WTI (USOIL) is up 2.77% at Jun 17 10:50(ET), now at $77.119, with a 7-day down of 14.56%.

The primary catalyst behind the sharp intraday advance in WTI crude oil was a combination of exceptionally tight physical market data and a swift reassessment of geopolitical tail risks following days of heavy selling. Crucially, the Energy Information Administration reported a massive draw in domestic commercial crude inventories of 8.263 million barrels. This draw significantly outpaced consensus expectations of a 3.6 million-barrel decline, reinforcing a prolonged trend of depleting stockpiles that has drained over fifty million barrels from domestic storage over the past nine weeks. This tightening was exacerbated by continued liquidations from the Strategic Petroleum Reserve, pushing national reserves to their lowest levels since 1983 and demonstrating that despite broader macroeconomic headwinds, physical market balances remain highly constrained.
The recovery was also heavily supported by a partial clawback of the geopolitical risk premium that had been unwound earlier in the week. Prior sessions witnessed deep liquidations that pushed crude to a fifteen-week low on optimism surrounding a tentative U.S.-Iran peace agreement and the reopening of the critical Strait of Hormuz. However, the bearish momentum halted as traders weighed the execution risks of the deal. Statements from U.S. President Donald Trump warning of a return to military action and airstrikes if the upcoming memorandum of understanding is not successfully finalized reintroduced a necessary layer of caution. This rhetoric triggered substantial short-covering ahead of the scheduled diplomatic signing ceremony in Switzerland, as market participants recognized that restoring normal tanker flows could be a slow and highly fragile process.

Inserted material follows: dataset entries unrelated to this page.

PR #559, opened 2021-07-08
fix(misc): fix bugs and errors found by tests

akinomyoga:
Details are described in the commit messages.

- e7b81ae3c288814861109be16096024f21dc7b9a fix(_xinetd_services,aspell,dpkg,etc.): avoid unnecessary word splitting
- 9938f7e50cc7845dc0e3d337f70be727b81fa781 fix(_ltrim_colon_completions): do compaction of sparse `COMPREPLY`
- 231a29b09cf8ac19fbd6846d441583f28c364d7d fix(secret-tool): fix empty candidates for `secret-tool search ` options
- 149a13ae118ac8afb4c7331543d995d843025c2b fix(secret-tool): protect unset opts[...] from pathname expansions
- c6574f3dbf6508ce0339028472636ded8f94488f fix(nounset): fix nounset errors of `-W '${COMPRELY[@]}'`
- b56a094ee8cb8bedd1670df41926122ec4886bf1 fix(nounset): fix nounset errors of `-W '${arr[@]}'`
- 8302aa3dc381e081162be8ea149fa17c236b1c29 fix(tree): work around bash-4.2 bug of `[[ ${arr[*]} == *text* ]]`
- 93dfc1fdf7375d965f191eb24ec38d42737b78a6 fix(man): work around the case both `manpath` and `man -w` are missing

### DIFF
--- a/completions/man
+++ b/completions/man
@@ -58,7 +58,17 @@ _man()
     fi
 
     local manpath=$(manpath 2>/dev/null || command man -w 2>/dev/null)
-    [[ -z $manpath ]] && manpath="/usr/share/man:/usr/local/share/man"
+    if [[ -z $manpath ]]; then
+        # Note: Both "manpath" and "man -w" may be unavailable, in
+        # which case we determine the man paths based on the
+        # environment variable MANPATH.
+        manpath=:${MANPATH-}:
+        # Note: An empty path (represented by two consecutive colons
+        # or a preceding/trailing colon) represents the system man
+        # paths.
+        manpath=${manpath//::/':/usr/share/man:/usr/local/share/man:'}
+        manpath=${manpath:1:-1}
+    fi
 
     # determine manual section to search
     local sect
--- a/completions/man
+++ b/completions/man
@@ -84,8 +84,10 @@ _man()
         # weed out directory path names and paths to man pages
         COMPREPLY=(${COMPREPLY[@]##*/?(:)})
         # strip suffix from man pages
-        COMPREPLY=(${COMPREPLY[@]%$comprsuffix})
-        COMPREPLY=($(compgen -W '${COMPREPLY[@]%.*}' -- "${cur//\\\\/}"))
+        ((${#COMPREPLY[@]})) &&
+            COMPREPLY=(${COMPREPLY[@]%$comprsuffix})
+        ((${#COMPREPLY[@]})) &&
+            COMPREPLY=($(compgen -W '"${COMPREPLY[@]%.*}"' -- "${cur//\\\\/}"))
     fi
 
     # shellcheck disable=SC2053
--- a/bash_completion
+++ b/bash_completion
@@ -1233,7 +1233,7 @@ else
     # @param $1 if -s, don't try to avoid truncated command names
     _pnames()
     {
-        local -a procs
+        local -a procs=()
         if [[ ${1-} == -s ]]; then
             procs=($(command ps ax -o comm | command sed -e 1d))
         else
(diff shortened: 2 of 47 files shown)


akinomyoga:
@scop Thank you for reviewing and merging the PR #555! I have completed this PR, which solves the problems found by the new error detections in PR #555. The details of the fixes are explained in the commit message of the corresponding commits (I have updated the list in the top comment).

As this PR contains different kinds of fixes, I thought I could separate the PR, but I decided to keep it as a single PR for now. The reason is that I believe all the tests should be kept *green* not to miss the possible new bugs, but I'm afraid that the reviewing and merging of all the related commits are delayed if I separate the PR. In fact, 8302aa3dc381e081162be8ea149fa17c236b1c29 is the fix of the problem of the `tree` completion introduced in #566 which was overlooked because of the failing tests.

Nevertheless, I will separate the PR if necessary (for example, when we need further discussion on a particular commit, or when we think it is better to make it easy to later revert them separately). Please feel free to tell me that.

completions/man
```diff
@@ -58,7 +58,16 @@ _man()
...
 
     local manpath=$(manpath 2>/dev/null || command man -w 2>/dev/null)
-    [[ -z $manpath ]] && manpath="/usr/share/man:/usr/local/share/man"
+    if [[ -z $manpath ]]; then
+        # Note: Both "manpath" and "man -w" may be unavailable, in
+        # which case we determine the man paths based on the
+        # environment variable MANPATH.
+        manpath=:${MANPATH-}:
+        # Note: An empty path (represented by two consecutive colons or
+        # precedign/trailing colon) represents the system man paths.
```
scop, line 67: Typo: precedign -> preceding

scop (approved):
Very cool stuff. TIL a lot: didn't know `foo=(/some/path/*)` would Just Work with filenames containing spaces, didn't know/remember the behavior of `${#foo[*]}` for sparse arrays, didn't know `unset -v 'foo[$bar]'` would actuall expand `$bar`, didn't obviously know about the bash 4.2 bug affecting `tree`.

I pushed one cosmetic commit, added one trivial spelling suggestion, the only thing I'd like to see in addition to these is fixing up the commit messages of the two "fix nounset errors of" commits: they mention things like
> In this commit, we replace ${COMPRELY[@]} with
${arr[@]+"${arr[@]}"}.

...but we no longer do that, we do different kinds of empty/missing protections.

Please feel free to push after addressing these, thanks a lot!

completions/man
akinomyoga: Thank you!. I have fixed it.

akinomyoga:
> didn't obviously know about the bash 4.2 bug affecting `tree`.

Neither did I. I have just realized the bash-4.2 bug by investigating the cause of the test failure in the `centos7` environment.

> I pushed one cosmetic commit,

Thanks!

> the only thing I'd like to see in addition to these is fixing up the commit messages of the two "fix nounset errors of" commits: they mention things like
> 
> > In this commit, we replace `${COMPRELY[@]}` with `${arr[@]+"${arr[@]}"}`.

Oh, I forgot to update it. Thank you.

```diff
-we replace ${COMPRELY[@]} with ${arr[@]+"${arr[@]}"}.
+we check that COMPREPLY is non-empty before trying to call "compgen -W".
```

I also modified other commit messages.

```diff
-"arr8~8~=($(printf '%s ' <glob-pattern>))" are synonym of
+"arr=($(printf '%s ' <glob-pattern>))" are synonym of
```
They (`8~8~`) were stray characters produced by terminal escape sequence of some special keys.

```diff
-Even if there is a matching filename,
+Even if there is no matching filenames,
```
It was opposite.

I have applied suggested changes, rebased and force-pushed the new commits to the PR branch. 

> Please feel free to push after addressing these, thanks a lot!

Do you mean merging in the master by "push"?

scop:
> Do you mean merging in the master by "push"?

Oops, yes, exactly that. Thanks again :tada:

akinomyoga:
Thanks. I have merged it.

Adding to the upward momentum were emerging supply-side threats in the Gulf of Mexico. Forecasters began tracking a developing tropical system, formerly a Pacific storm, which threatened to reform as a named storm as it approached the Texas coast. This raised the specter of precautionary offshore production shut-ins and coastal refinery disruptions. When combined with localized refinery outages in the Midwest and East Coast, these immediate operational threats further incentivized buyers to bid up near-month contracts. While investors also kept a close eye on the Federal Reserve’s impending interest rate decision, the combination of a massive inventory drawdown, geopolitical headline risk, and near-term weather threats ultimately powered the strong rebound in energy futures.
Technically, WTI (USOIL) shows a MACD (12,26,9) value of -3.120, indicating a sell signal. The RSI at 33.887 suggests neutral condition and the Williams %R at 86.395 suggests oversold condition. Please monitor closely.